» **What you have to do**:
Your output should be the lines of the data that follow, reproduced exactly from the first through the line bearing "- Fix every".

[Saved entries]
——————

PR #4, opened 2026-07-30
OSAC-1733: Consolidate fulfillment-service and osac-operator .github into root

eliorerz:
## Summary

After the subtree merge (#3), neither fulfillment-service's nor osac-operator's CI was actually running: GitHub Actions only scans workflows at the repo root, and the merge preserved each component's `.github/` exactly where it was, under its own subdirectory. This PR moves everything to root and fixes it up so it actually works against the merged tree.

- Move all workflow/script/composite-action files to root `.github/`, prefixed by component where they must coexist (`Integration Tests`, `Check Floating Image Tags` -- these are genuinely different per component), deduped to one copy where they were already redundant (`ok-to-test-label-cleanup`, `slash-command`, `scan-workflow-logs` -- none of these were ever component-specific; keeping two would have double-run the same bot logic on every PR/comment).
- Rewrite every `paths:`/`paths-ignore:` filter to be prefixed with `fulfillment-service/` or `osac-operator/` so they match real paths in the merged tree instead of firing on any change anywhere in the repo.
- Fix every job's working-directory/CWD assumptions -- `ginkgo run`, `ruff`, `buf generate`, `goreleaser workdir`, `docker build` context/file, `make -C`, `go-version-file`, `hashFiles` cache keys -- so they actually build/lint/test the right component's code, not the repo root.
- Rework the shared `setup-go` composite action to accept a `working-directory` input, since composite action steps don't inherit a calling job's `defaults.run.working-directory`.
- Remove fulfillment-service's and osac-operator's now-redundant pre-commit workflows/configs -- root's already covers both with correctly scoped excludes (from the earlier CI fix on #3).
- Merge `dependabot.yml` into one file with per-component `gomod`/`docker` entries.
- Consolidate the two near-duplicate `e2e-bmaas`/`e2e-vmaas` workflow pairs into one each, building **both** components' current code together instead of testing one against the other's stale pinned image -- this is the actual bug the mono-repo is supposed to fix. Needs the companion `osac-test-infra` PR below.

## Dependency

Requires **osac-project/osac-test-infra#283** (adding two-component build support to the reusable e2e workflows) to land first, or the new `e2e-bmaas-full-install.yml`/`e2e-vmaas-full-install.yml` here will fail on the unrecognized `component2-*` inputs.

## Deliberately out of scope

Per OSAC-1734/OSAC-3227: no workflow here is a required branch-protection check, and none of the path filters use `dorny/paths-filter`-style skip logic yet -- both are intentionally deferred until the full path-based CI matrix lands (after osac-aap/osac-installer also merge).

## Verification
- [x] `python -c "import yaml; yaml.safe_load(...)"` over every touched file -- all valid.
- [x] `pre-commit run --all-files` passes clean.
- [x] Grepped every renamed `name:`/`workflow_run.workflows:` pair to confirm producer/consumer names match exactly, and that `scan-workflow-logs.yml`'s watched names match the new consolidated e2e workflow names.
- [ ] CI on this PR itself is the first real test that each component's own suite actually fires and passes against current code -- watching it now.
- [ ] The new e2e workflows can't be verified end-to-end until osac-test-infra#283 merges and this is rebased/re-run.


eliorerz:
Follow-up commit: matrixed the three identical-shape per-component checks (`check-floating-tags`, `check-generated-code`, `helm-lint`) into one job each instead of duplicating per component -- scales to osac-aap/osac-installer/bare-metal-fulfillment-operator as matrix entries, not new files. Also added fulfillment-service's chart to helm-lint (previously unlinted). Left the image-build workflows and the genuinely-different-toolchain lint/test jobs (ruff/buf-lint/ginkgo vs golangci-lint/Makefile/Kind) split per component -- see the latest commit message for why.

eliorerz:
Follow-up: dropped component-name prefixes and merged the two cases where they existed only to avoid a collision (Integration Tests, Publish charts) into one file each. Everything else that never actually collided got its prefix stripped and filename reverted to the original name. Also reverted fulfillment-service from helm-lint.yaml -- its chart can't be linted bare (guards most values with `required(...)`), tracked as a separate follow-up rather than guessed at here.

——————

» **Exercise response**:
PR #4, opened 2026-07-30
OSAC-1733: Consolidate fulfillment-service and osac-operator .github into root

eliorerz:
## Summary

After the subtree merge (#3), neither fulfillment-service's nor osac-operator's CI was actually running: GitHub Actions only scans workflows at the repo root, and the merge preserved each component's `.github/` exactly where it was, under its own subdirectory. This PR moves everything to root and fixes it up so it actually works against the merged tree.

- Move all workflow/script/composite-action files to root `.github/`, prefixed by component where they must coexist (`Integration Tests`, `Check Floating Image Tags` -- these are genuinely different per component), deduped to one copy where they were already redundant (`ok-to-test-label-cleanup`, `slash-command`, `scan-workflow-logs` -- none of these were ever component-specific; keeping two would have double-run the same bot logic on every PR/comment).
- Rewrite every `paths:`/`paths-ignore:` filter to be prefixed with `fulfillment-service/` or `osac-operator/` so they match real paths in the merged tree instead of firing on any change anywhere in the repo.
- Fix every job's working-directory/CWD assumptions -- `ginkgo run`, `ruff`, `buf generate`, `goreleaser workdir`, `docker build` context/file, `make -C`, `go-version-file`, `hashFiles` cache keys -- so they actually build/lint/test the right component's code, not the repo root.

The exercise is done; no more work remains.